If the tech-savy readers start talking about this to their friends, their friends become interested and so will the Post and Times, suddenly the headlines appear...(yes, more often and wilder than at present)
Ignore the lunatics, ignore the fools and the drunks, this will go away if you let it go away, it very likely doesn't involve you, don't demand retribution, don't demand countersuits. If you must do something find a nice OSS-hackers email address and express your support, email IBM and tell them you love them (all they really want is love :). If you want to be more substantial, donate to the EFF, donate to Linus, donate to the FSF or the OSI.
You can't win by shouting louder, you only lose your voice.
An idea: the method of 'shingles' (fingerprints of n-grams of lines/words/characters) could be used for creating a big, shared repository of copyrighted code -- without the code. This can avoid this kind of claims in the future, without the need of manually checking for every line of code contributed to open source projects.

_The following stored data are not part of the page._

Issue #18995, opened 2023-11-23
TapGestureRecognizer disregards parent's IsEnabled status on iOS and Catalyst.


derlidio:
### Description

A TapGestureRecognizer will not obey the IsEnabled status of its parent on iOS and Catalyst. It will register touch actions and trigger its Tapped method. Do not happen on Android. Not tested on Windows.

### Steps to Reproduce

1. Clone the attached repo
2. Build and Run on iOS Simulator or Catalyst

The "Click me too" button (composed by a Grid, a BoxView and  a Label) under the normal Button should not be clickable, but it is.

### Link to public reproduction project repository

https://github.com/derlidio/TapGestureBug.git

### Version with bug

8.0.3

### Is this a regression from previous behavior?

Yes, this used to work in Xamarin.Forms

### Last version that worked well

Unknown/Other

### Affected platforms

iOS, macOS

### Affected platform versions

iOS 17, macOS Sonoma 14.1.1 (23B81)

### Did you find any workaround?

No workaround besides checking for the control IsEnabled state on it's Tapped method.

NXDMN:
Same here. I use InputTransparent to workaround
```
Microsoft.Maui.Handlers.ContentViewHandler.Mapper.AppendToMapping(nameof(VisualElement.IsEnabled), (handler, view) =>
{
    (view as VisualElement).InputTransparent = !view.IsEnabled;
});
```

tjiakwokyung28:
tapgesture in net 7 better than net 8, net 8 many having problem

metalium84:
I'm facing the same issue within a DataTemplate.
Parents with disregarded IsEnabled properties I found: Grid, Frame
Parent with regarded IsEnabled property: ViewCell

XamlTest:
Verified this on Visual Studio Enterprise 17.9.0 Preview 2(8.0.3). Repro on iOS 17.0 and MacCatalyst, not repro on Windows 11 and Android 14.0-API34 with below Project:
[TapGestureBug.zip](https://github.com/dotnet/maui/files/13784838/TapGestureBug.zip)

BlotskiyDmitriy:
This problem is still relevant. I noticed that it plays on all platforms except Android. I also studied and noticed that on all these platforms except Android, IsEnabled is not implemented in the gesture class.

PR #22578, opened 2024-05-22
Fix TapGestureRecognizer disregards parent's IsEnabled status

BlotskiyDmitriy:
### Description of Change

When calling the IsEnabled property, the container parent is checked because it is not equal to what is in other controls. 
For example. The parent of the Grid is the UIResponder, and the parent of the Button is the UIControl. 
Previously, for this reason, the IsEnabled property was not changed for any container.

### Issues Fixed

TapGestureRecognizer disregards parent's IsEnabled status on iOS and Catalyst. 

Fixed for: layouts except frame on iOS and Catalyst.

Fixes #

#18995 

Branch: main

### DIFF
--- a/src/Core/src/Platform/iOS/ViewExtensions.cs
+++ b/src/Core/src/Platform/iOS/ViewExtensions.cs
@@ -16,6 +16,15 @@ namespace Microsoft.Maui.Platform
 
 		public static void UpdateIsEnabled(this UIView platformView, IView view)
 		{
+			if (platformView is UIResponder &&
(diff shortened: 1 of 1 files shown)


Redth:
Appreciate the PR, but we are going to approach this in a slightly different way.  #23049 takes an approach that is more similar to how Android works, and declines to surface the touch event in the gesture manager when the control is disabled (which may fix other touch gesture related scenarios that should not fire when the control is disabled too).

PR #22583, opened 2024-05-22
Support changing Window coordinates while changing those coordinates

### LINKED ISSUE #21306: [macOS] Crash in multi-window mode in the Controls.sample project

mattleibow:
### Description of Change

Currently only Windows supports setting window coordinates, the rest always reset the values to the OS numbers. This is causing a stack overflow.

### Issues Fixed

Fixes #21306

### DIFF
--- a/src/Controls/src/Core/Window/Window.cs
+++ b/src/Controls/src/Core/Window/Window.cs
@@ -204,15 +204,18 @@ namespace Microsoft.Maui.Controls
 		void IWindow.FrameChanged(Rect frame)
 		{
 			if (new Rect(X, Y, Width, Height) == frame)
+			{
 				return;
+			}
 
 			_batchFrameUpdate++;
-			bool shouldTriggerSizeChanged = (Width != frame.Width) || (Height != frame.Height);
 
-			X = frame.X;
-			Y = frame.Y;
-			Width = frame.Width;
-			Height = frame.Height;
+			var shouldTriggerSizeChanged = (Width != frame.Width) || (Height != frame.Height);
+
+			SetValue(XProperty, frame.X, SetterSpecificity.FromHandler);
+			SetValue(YProperty, frame.Y, SetterSpecificity.FromHandler);
+			SetValue(WidthProperty, frame.Width, SetterSpecificity.FromHandler);
+			SetValue(HeightProperty, frame.Height, SetterSpecificity.FromHandler);
 
 			_batchFrameUpdate--;
 			if (_batchFrameUpdate < 0)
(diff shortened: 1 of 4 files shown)


src/Controls/src/Core/Window/Window.cs
```diff
@@ -222,25 +222,6 @@ void IWindow.FrameChanged(Rect frame)
 			{
 				SizeChanged?.Invoke(this, EventArgs.Empty);
 			}
-
-
-			// If for some reason during the PropertyChanged event on X,Y,Width,Height
-			// the user has changed these values. Then we need to propagate them back to the handler
-			UpdateHandler(X != frame.X, nameof(X));
-			UpdateHandler(Y != frame.Y, nameof(Y));
-			UpdateHandler(Width != frame.Width, nameof(Width));
```
mattleibow, line 231: This was the issue where setting the Width would trigger the mapper, and then the mapper on Mac Catalyst would call right back in here, set the width - and then this line would trigger a new update in the mapper... And the "set the width" never actually runs because the process is already do that right at the start. So nothing happens and the code loops.

src/Core/tests/DeviceTests/Handlers/Window/WindowHandlerTests.cs
```diff
@@ -54,18 +49,96 @@ public async Task InitialPositionsAreTakenIntoAccount()
...
 				Assert.Equal(500, window.Height);
 				Assert.Equal(0, window.X);
 				Assert.Equal(500, window.Y);
+#endif
 			});
 		}
 
-		[Fact(
+		[Fact(Skip = "This is the OG issue")]
+		public async Task ChangingSizeWhileChangingSize()
```
mattleibow, line 101: This test is the one that a user may write to repro the issue. However, it is still looping.

src/Controls/src/Core/Window/Window.cs
mattleibow: I looked at doing something like this:


```cs
UpdateIfManual(this, HeightProperty);

static void UpdateIfManual(Window wnd, BindableProperty property)
{
	if (wnd.Handler is null)
		return;
	var value = wnd.GetContext(property).Values.GetSpecificityAndValue();
	if (value.Key == SetterSpecificity.ManualValueSetter)
		wnd.Handler?.UpdateValue(property.PropertyName);
}
```

However, this does not actually work as expected. Since the width is changing already, the previous line of SetValue is delayed. So, the context will still be whatever it was that started the operation, usually manual. Only once the entire operation is complete will the SetValue code actually run. This means that in the UpdateIfManual call the setter is still manual since the SetValue has not yet run.

mattleibow: However, an alternative is to sort of emulate the OS in that setting the Width, it queues up a message and then in the next UI cycle the size is changed. For example the mapper will do something like this:

```cs
internal static void MapWidth(IWindowHandler handler, IWindow view) {
    var platformWindow = handler.PlatformView;
    platformWindow.Invoke(
        () => window.FrameChanged(platformWindow.Bounds.ToRectangle()), 
        TimeSpan.FromMilliseconds(0)); // delay the actual set
}
```

But, this could cause timing issues as well as it is not reflecting what is actually happening.

PureWeen:
https://github.com/dotnet/maui/issues/22799

PureWeen (approved):

PR #771, opened 2019-07-20
Implement winning

### LINKED ISSUE #689: I can't win the game
Seems that even if I have conquered every last tower in single player I still haven't won the game.

tehKaiN:
fixes #689 

Stuff that works:
- Game checks if any player has lost by losing destroying all military buildings
- Game checks if any player has won by checking if all other players from other teams are defeated
- If player has won/lost his/her fog of war gets revealed and appropriate message displayed on top (vanilla S3 style)

Things I'm unsure implementation-wise
- I've made BuildingCounts public so that I can call it in WinLoseTracker and I'm unsure if this is acceptable
- I'm unsure if it's fine that WinLoseTracker generates new BuildingCounts each time it runs - I wanted to recount building, but perhaps there's a better way
- Everything else too. I'm new to the codebase and haven't dug to the bottom of it so I did some assumptions on how things work. I wouldn't be surprised if I did something in unclean way. ;)

Things I'm unsure of codestyle-wise:
- ~~I don't know if you accept ternary operator (`?:` condition)~~ I found it in InventoryPanel so I think it's not a problem
- I don't know if you accept early returns (check for inverse condition and breaking/continuing/returning on them to prevent too many indents)


tehKaiN:
Quoting @paulwedeck's message on discord:

> Why arent you calling disableFogOfWar directly in WinLoseTracker#timerEvent ?
> As far as I know Actions are there to notify any potential listeners of an UI interaction
> So atleast the Action stuff should be removed
> Maybe add something like getVisibleStatusPlayer in MainGrid.GraphicsGrid that returns the IPlayer from FogOfWars constructor
> If this is the just determined victor you call mainGrid.disableFogOfWar()

So I rewrote my code so that it disables FoW from `WinLoseTracker`'s `timerEvent()`

andreas-eberle:
@tehKaiN: Ternary and early returns are both allowed. In general, we aim to write readable code ;)

jsettlers.graphics/src/main/java/jsettlers/graphics/map/MapContent.java
```diff
@@ -374,6 +379,17 @@ private float messageAlpha(IMessage m) {
 				: Math.max(0, 1f - (float) age / IMessage.MESSAGE_TTL);
 	}
 
+	private void drawWinStateMsg(GLDrawContext gl) {
+		if(localPlayer.getWinState() == EWinState.UNDECIDED) {
```
andreas-eberle: Returning early like this is my preferred way! 👍

jsettlers.graphics/src/main/java/jsettlers/graphics/map/MapContent.java
```diff
@@ -374,6 +379,17 @@ private float messageAlpha(IMessage m) {
...
+			return;
+		}
+		Color color = (localPlayer.getWinState() == EWinState.WON ? Color.GREEN : Color.RED);
```
andreas-eberle: Why do you have the parenthesis around the ternary? They should not be needed.

andreas-eberle:
@tehKaiN: Thanks for your PR! Keep up the good quality!

I just found three small issues: 
* FoW wasn't disabled when a player lost 
* the players should not be allowed to do anything any more, if they lost the game.
* the win state was not persisted in the savegame. Therefore, after loading a savegame it was null.

I fixed these issues and will merge it when CI is green.

jsettlers.graphics/src/main/java/jsettlers/graphics/map/MapContent.java
tehKaiN: I don't know if I have an answer for that - that's the way I tend to write them. Feel free to remove it. ;) Or should I commit the fix?

tehKaiN:
Thanks for bug finding! I'll try to test my next changes more thoroughly.

Issue #595, opened 2017-10-28
DocValuesField \"value\" is too large, must be <= 32766


kevgrig:
Hi, I'm calling `reset!` on my index and it's throwing the following exception. Chewy is not providing details on how to investigate this:

```
$ bin/rails console
[...]
irb(main):001:0> UserIndex.reset!
[...]
D, [2017-10-28T13:58:24.834739 #7851] DEBUG -- :   Chewy::Stash::Specification Import (8.5ms) {:index=>1}
Chewy::ImportFailed: Import failed for `Chewy::Stash::Specification` with:
    Index errors:
      `{"type"=>"illegal_argument_exception", "reason"=>"DocValuesField \"value\" is too large, must be <= 32766"}`
        on 1 documents: ["user"]

        from chewy (0.10.1) lib/chewy/type/import.rb:88:in `import!'
        from chewy (0.10.1) lib/chewy/index/specification.rb:25:in `lock!'
        from chewy (0.10.1) lib/chewy/index/actions.rb:199:in `reset!'
        from (irb):1
        from railties (5.1.4) lib/rails/commands/console/console_command.rb:62:in `start'
        from railties (5.1.4) lib/rails/commands/console/console_command.rb:17:in `start'
        from railties (5.1.4) lib/rails/commands/console/console_command.rb:97:in `perform'
        from thor (0.20.0) lib/thor/command.rb:27:in `run'
        from thor (0.20.0) lib/thor/invocation.rb:126:in `invoke_command'
        from thor (0.20.0) lib/thor.rb:387:in `dispatch'
        from railties (5.1.4) lib/rails/command/base.rb:63:in `perform'
        from railties (5.1.4) lib/rails/command.rb:44:in `invoke'
        from railties (5.1.4) lib/rails/commands.rb:16:in `<top (required)>'
        from bin/rails:4:in `require'
        from bin/rails:4:in `<main>'
```

Nothing in my models with "value":

```
$ grep -c "\"value\"" db/schema.rb 
0
```

Index definition: https://github.com/myplaceonline/myplaceonline_rails/blob/master/app/lib/user_index.rb

pyromaniac:
Hm, interesting, you've got a huge index definition, so it can't be stored in `Chewy::Stash`. Try to fix the definition of `Chewy::Stash`, this field https://github.com/toptal/chewy/blob/master/lib/chewy/stash.rb#L13 needs an additional option `doc_values: false`

kevgrig:
[...]

PR #596, opened 2017-10-29
Issue #595: Disable doc_values on the stash for a large index

kevgrig:


mattzollinhofer:
This looks like a fairly straightforward change. Could you help me understand the use case for this? When does this change have the biggest impact?

mattzollinhofer:
Seems like this PR was an attempt to address #595 that didn’t quite work out. Do you think we can close this PR?

kevgrig:
@mattzollinhofer I just updated to the latest chewy Gem and I was able to run the `reset!` without an issue, thanks!

PR #598, opened 2017-10-31
Adding pipeline support to default_import_options

domitea:
Adding pipeline support to default_import_options for easier pipeline use in Type definition of Chewy Index.


pyromaniac:
👍  Thanks!

PR #612, opened 2017-11-22
Prevent mapping explosions in specification field

mpospelov:
change specification field type to string in order to prevent issues.
Related issue #595


pyromaniac:
It actually was `string` and had been changed to object because `string` is more limited. And deprecated as well.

A 'client' program is run by people that have access to copyrighted code. Then program generates the fingerprints, that are uploaded to the repository (including information about the copyright holder, software name, version, filename, linenums, fingerprint). Whenever anyone wants to check if a piece of code is copyrighted, s/he can generate the fingerprints and compare them against the repository.
False positives?: MD5 checksums in general don't collide. Poisoning?: probably a person can upload huge amounts of fake MD5 checksums. That's why some redundancy is necessary: an MD5 checksum is valid if it has been uploaded by at least X people.